PR #1427, opened 2026-09-07
feat(cli): apply performance defaults on Workflows runners, starting with the server heap

cristifalcas:
## Why

Bazel adds no heap flag to the server JVM ([`blaze.cc`](https://github.com/bazelbuild/bazel/blob/master/src/main/cpp/blaze.cc) sets none), so the server runs on HotSpot's default of **25% of RAM**. On a Workflows runner that is a quarter of an instance the job has to itself, and nobody writes `startup --host_jvm_args` into a CI bazelrc.

Evidence from silo-gcp Test jobs on the 4-vCPU, 16 GB runners (build 61152 on the default; 61160 after aspect-build/silo#12234 capped it at 40%):

| | 61152, default 25% | 61160, 40% cap |
|---|---|---|
| Heap ceiling | ~3.7 GB | ~5.9 GB |
| Heap in use, max | 3,833 MB | 5,255 MB |
| Time at or above 3.5 GB | 25% of the build | 38% |
| Minor GCs | 282, 37.5 s of 596 s | 124, 14.7 s of 381 s |
| Whole machine, peak | 8.5 GB of 14.8 | 9.2 GB of 14.8 |

The default was binding: heap pinned within 100 MB of the ceiling for a quarter of the build, 6% of wall in GC. The builds are on different branches, so the comparison is directional.

## What

A `performance_defaults` boolean, **default on**:

- on the `Workflows` feature (`ctx.features[Workflows].args.performance_defaults = False` / `--workflows:performance-defaults=false`), injected into the runner startup and build flags;
- on `aspect ci bazelrc` (`--performance-defaults`), written into the rc so plain `bazel` calls in the job carry the same flags.

One switch rather than a knob per value: every value in the bundle is already overridable through the repo's own `.bazelrc`, so per-value args would add surface without adding control. The bundle's first entry is `--host_jvm_args=-XX:MaxRAMPercentage=40`; `performance_defaults_build_flags()` is empty today so the next command flag is one line and no new arg.

## Precedence rules of the bundle

- **Command flags beat the repo rc on a runner.** They are appended after the repo's flags via `extra_flags`, and Bazel takes the last.
- **Startup flags keep the repo's `startup` section last.** Bazel compares the server's JVM arguments in order, and the `~/.bazelrc` that `aspect ci bazelrc` writes is read before the workspace rc, so `aspect <task>` and plain `bazel` must both produce `[ours, repo's]` or they restart the shared server on every alternation. A repo's `-Xmx` wins over the percentage by JVM rule either way, and a repo's own `MaxRAMPercentage` wins by being last.
- **A new startup entry restarts the server once on upgrade.** Documented in the arg description. Command flags cost nothing to add.

## Why `MaxRAMPercentage` rather than a computed `-Xmx`

- The JVM already sizes against the cgroup limit in a container; a MemTotal probe would hand a 4 GB pod on a 256 GB node a 100 GB ceiling.
- HotSpot ignores `MaxRAMPercentage` whenever `-Xmx` is present, so no collision handling.
- The flag text is identical on every machine, so a bazelrc shared across hosts never differs.

## Not in this PR

- `--jobs`: the same profiles show the in-flight action count at the `--jobs=40` ceiling only 1 to 3% of the build, with the Bazel server itself at 3 to 4 of the 4 cores throughout. Concurrency is not the limiter on these runners; server CPU is.
- `--local_resources`: Bazel's 67% default assumes a small server, but local actions were near zero on these RBE runners. Left for a follow-up if a local-execution profile shows contention.

## Testing

`aspect dev test-bazelrc` — 14 tests (2 new: the bundle's exact flag text; on/off through `get_bazelrc_flags`, survival through `startup_flags_for_rc`, and the rendered `startup` line). `aspect ci bazelrc --help` and `aspect feature workflows` show the new switch.

## Field check: Ironclad

Decoded 54 complete invocations from the Workflows BEP archive of Ironclad's GCP deployment (objects uploaded 26 Aug and 3 Sep 2026; CircleCI runners on `c4-standard-16-lssd`, 16 vCPU / 60 GB; Bazel 9.2.0; remote execution with `--noremote_local_fallback`).

**Heap today.** No invocation carries any `--host_jvm_args`, so the server runs on HotSpot's default cap of 25% of RAM, about 15 GB. Against that cap:

| Signal (54 invocations) | Value |
|---|---|
| `OOM_ERROR` exits / `OUT_OF_MEMORY` aborts | 0 |
| Full GCs (`peak_post_gc_heap_size` non-zero) | 0 |
| Invocations with G1 old-gen collections | 33 of 54 |
| Builds over 5 min with old-gen collections | 11 of 11 |
| Eden bytes reclaimed per invocation, p50 / p90 / max | 23 / 522 / 698 GB |
| Skyframe nodes after invocation | 1.7M – 2.6M |
| Builds per server (servers persist across CI jobs) | median 23, max 91 |

The heap never filled, but the long builds do cross G1's ~45% initiating threshold (about 7 GB live), so a 6 GB cap would already be too small for them.

**What this PR changes for Ironclad at the current size:** the cap goes from ~15 GB to ~24 GB. No observable effect; there is no pressure to relieve.

**Where it earns its place:** the runner's Bazel server averages 1.1 cores of 16 during long builds, and 4 of 922,106 actions in the sample ran locally, so the right-size move is `c4-standard-8` (30 GB). There HotSpot's default drops to 7.5 GB, right where the long builds already live, and the resize alone would create the GC-thrash failure this PR exists to prevent. With the PR the cap is 12 GB and Ironclad needs no bazelrc change. The `--local_resources` caveat does not apply to them: nothing executes locally.

### DIFF
--- a/crates/aspect-cli/src/builtins/aspect/bazelrc.axl
+++ b/crates/aspect-cli/src/builtins/aspect/bazelrc.axl
@@ -18,10 +18,11 @@ What it writes depends on where it runs:
   - On a Workflows runner: the full set — generic flags, the remote-cache
     endpoint (from env), and the runner-specific flags (repository cache,
     per-runner output paths, identity header, the Workflows-cache compression
-    gates, the server heap cap). The heap cap must match the `Workflows`
-    feature's `server_heap_percent`: `--host_jvm_args` is a server startup
-    option, so a plain `bazel` reading a different value than `aspect <task>`
-    injects would restart the shared server on every alternation.
+    gates, and the `performance_defaults` bundle). The bundle switch must match
+    the `Workflows` feature's `performance_defaults`: it carries a server
+    startup option, so a plain `bazel` reading different JVM arguments than
+    `aspect <task>` injects would restart the shared server on every
+    alternation.
   - On other CI, or with an explicit `--output`: only the generic flags (plus
     the remote-cache endpoint when its env vars are set) — nothing tied to a
     runner's mounts or identity. Useful when an Aspect remote cache / BES is
@@ -43,7 +44,6 @@ Only file output is supported — there is no stdout mode.
 load("@aspect//bazel/build_metadata.axl", "version_gte")
 load(
     "./private/lib/environment.axl",
-    "DEFAULT_SERVER_HEAP_PERCENT",
     "detect_ci",
     "error",
     "get_bazelrc_flags",
@@ -148,7 +148,7 @@ def _bazelrc_impl(ctx: TaskContext) -> int:
         (startup_flags, build_flags) = get_bazelrc_flags(
             environment = environment,
             aspect_root_dir = ctx.std.env.aspect_root_dir(),
-            server_heap_percent = ctx.args.server_heap_percent,
+            performance_defaults = ctx.args.performance_defaults,
         )
         startup_flags = startup_flags_for_rc(startup_flags)
     else:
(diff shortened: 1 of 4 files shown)


cristifalcas:
Closing: superseded by an experiment on the silo side instead.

* * *

> **What you should do**
Transcribe all the material exactly.

> **Solution**
PR #1427, opened 2026-09-07
feat(cli): apply performance defaults on Workflows runners, starting with the server heap

cristifalcas:
## Why

Bazel adds no heap flag to the server JVM ([`blaze.cc`](https://github.com/bazelbuild/bazel/blob/master/src/main/cpp/blaze.cc) sets none), so the server runs on HotSpot's default of **25% of RAM**. On a Workflows runner that is a quarter of an instance the job has to itself, and nobody writes `startup --host_jvm_args` into a CI bazelrc.

Evidence from silo-gcp Test jobs on the 4-vCPU, 16 GB runners (build 61152 on the default; 61160 after aspect-build/silo#12234 capped it at 40%):

| | 61152, default 25% | 61160, 40% cap |
|---|---|---|
| Heap ceiling | ~3.7 GB | ~5.9 GB |
| Heap in use, max | 3,833 MB | 5,255 MB |
| Time at or above 3.5 GB | 25% of the build | 38% |
| Minor GCs | 282, 37.5 s of 596 s | 124, 14.7 s of 381 s |
| Whole machine, peak | 8.5 GB of 14.8 | 9.2 GB of 14.8 |

The default was binding: heap pinned within 100 MB of the ceiling for a quarter of the build, 6% of wall in GC. The builds are on different branches, so the comparison is directional.

## What

A `performance_defaults` boolean, **default on**:

- on the `Workflows` feature (`ctx.features[Workflows].args.performance_defaults = False` / `--workflows:performance-defaults=false`), injected into the runner startup and build flags;
- on `aspect ci bazelrc` (`--performance-defaults`), written into the rc so plain `bazel` calls in the job carry the same flags.

One switch rather than a knob per value: every value in the bundle is already overridable through the repo's own `.bazelrc`, so per-value args would add surface without adding control. The bundle's first entry is `--host_jvm_args=-XX:MaxRAMPercentage=40`; `performance_defaults_build_flags()` is empty today so the next command flag is one line and no new arg.

## Precedence rules of the bundle

- **Command flags beat the repo rc on a runner.** They are appended after the repo's flags via `extra_flags`, and Bazel takes the last.
- **Startup flags keep the repo's `startup` section last.** Bazel compares the server's JVM arguments in order, and the `~/.bazelrc` that `aspect ci bazelrc` writes is read before the workspace rc, so `aspect <task>` and plain `bazel` must both produce `[ours, repo's]` or they restart the shared server on every alternation. A repo's `-Xmx` wins over the percentage by JVM rule either way, and a repo's own `MaxRAMPercentage` wins by being last.
- **A new startup entry restarts the server once on upgrade.** Documented in the arg description. Command flags cost nothing to add.

## Why `MaxRAMPercentage` rather than a computed `-Xmx`

- The JVM already sizes against the cgroup limit in a container; a MemTotal probe would hand a 4 GB pod on a 256 GB node a 100 GB ceiling.
- HotSpot ignores `MaxRAMPercentage` whenever `-Xmx` is present, so no collision handling.
- The flag text is identical on every machine, so a bazelrc shared across hosts never differs.

## Not in this PR

- `--jobs`: the same profiles show the in-flight action count at the `--jobs=40` ceiling only 1 to 3% of the build, with the Bazel server itself at 3 to 4 of the 4 cores throughout. Concurrency is not the limiter on these runners; server CPU is.
- `--local_resources`: Bazel's 67% default assumes a small server, but local actions were near zero on these RBE runners. Left for a follow-up if a local-execution profile shows contention.

## Testing

`aspect dev test-bazelrc` — 14 tests (2 new: the bundle's exact flag text; on/off through `get_bazelrc_flags`, survival through `startup_flags_for_rc`, and the rendered `startup` line). `aspect ci bazelrc --help` and `aspect feature workflows` show the new switch.

## Field check: Ironclad

Decoded 54 complete invocations from the Workflows BEP archive of Ironclad's GCP deployment (objects uploaded 26 Aug and 3 Sep 2026; CircleCI runners on `c4-standard-16-lssd`, 16 vCPU / 60 GB; Bazel 9.2.0; remote execution with `--noremote_local_fallback`).

**Heap today.** No invocation carries any `--host_jvm_args`, so the server runs on HotSpot's default cap of 25% of RAM, about 15 GB. Against that cap:

| Signal (54 invocations) | Value |
|---|---|
| `OOM_ERROR` exits / `OUT_OF_MEMORY` aborts | 0 |
| Full GCs (`peak_post_gc_heap_size` non-zero) | 0 |
| Invocations with G1 old-gen collections | 33 of 54 |
| Builds over 5 min with old-gen collections | 11 of 11 |
| Eden bytes reclaimed per invocation, p50 / p90 / max | 23 / 522 / 698 GB |
| Skyframe nodes after invocation | 1.7M – 2.6M |
| Builds per server (servers persist across CI jobs) | median 23, max 91 |

The heap never filled, but the long builds do cross G1's ~45% initiating threshold (about 7 GB live), so a 6 GB cap would already be too small for them.

**What this PR changes for Ironclad at the current size:** the cap goes from ~15 GB to ~24 GB. No observable effect; there is no pressure to relieve.

**Where it earns its place:** the runner's Bazel server averages 1.1 cores of 16 during long builds, and 4 of 922,106 actions in the sample ran locally, so the right-size move is `c4-standard-8` (30 GB). There HotSpot's default drops to 7.5 GB, right where the long builds already live, and the resize alone would create the GC-thrash failure this PR exists to prevent. With the PR the cap is 12 GB and Ironclad needs no bazelrc change. The `--local_resources` caveat does not apply to them: nothing executes locally.

### DIFF
--- a/crates/aspect-cli/src/builtins/aspect/bazelrc.axl
+++ b/crates/aspect-cli/src/builtins/aspect/bazelrc.axl
@@ -18,10 +18,11 @@ What it writes depends on where it runs:
   - On a Workflows runner: the full set — generic flags, the remote-cache
     endpoint (from env), and the runner-specific flags (repository cache,
     per-runner output paths, identity header, the Workflows-cache compression
-    gates, the server heap cap). The heap cap must match the `Workflows`
-    feature's `server_heap_percent`: `--host_jvm_args` is a server startup
-    option, so a plain `bazel` reading a different value than `aspect <task>`
-    injects would restart the shared server on every alternation.
+    gates, and the `performance_defaults` bundle). The bundle switch must match
+    the `Workflows` feature's `performance_defaults`: it carries a server
+    startup option, so a plain `bazel` reading different JVM arguments than
+    `aspect <task>` injects would restart the shared server on every
+    alternation.
   - On other CI, or with an explicit `--output`: only the generic flags (plus
     the remote-cache endpoint when its env vars are set) — nothing tied to a
     runner's mounts or identity. Useful when an Aspect remote cache / BES is
@@ -43,7 +44,6 @@ Only file output is supported — there is no stdout mode.
 load("@aspect//bazel/build_metadata.axl", "version_gte")
 load(
     "./private/lib/environment.axl",
-    "DEFAULT_SERVER_HEAP_PERCENT",
     "detect_ci",
     "error",
     "get_bazelrc_flags",
@@ -148,7 +148,7 @@ def _bazelrc_impl(ctx: TaskContext) -> int:
         (startup_flags, build_flags) = get_bazelrc_flags(
             environment = environment,
             aspect_root_dir = ctx.std.env.aspect_root_dir(),
-            server_heap_percent = ctx.args.server_heap_percent,
+            performance_defaults = ctx.args.performance_defaults,
         )
         startup_flags = startup_flags_for_rc(startup_flags)
     else:
(diff shortened: 1 of 4 files shown)


cristifalcas:
Closing: superseded by an experiment on the silo side instead.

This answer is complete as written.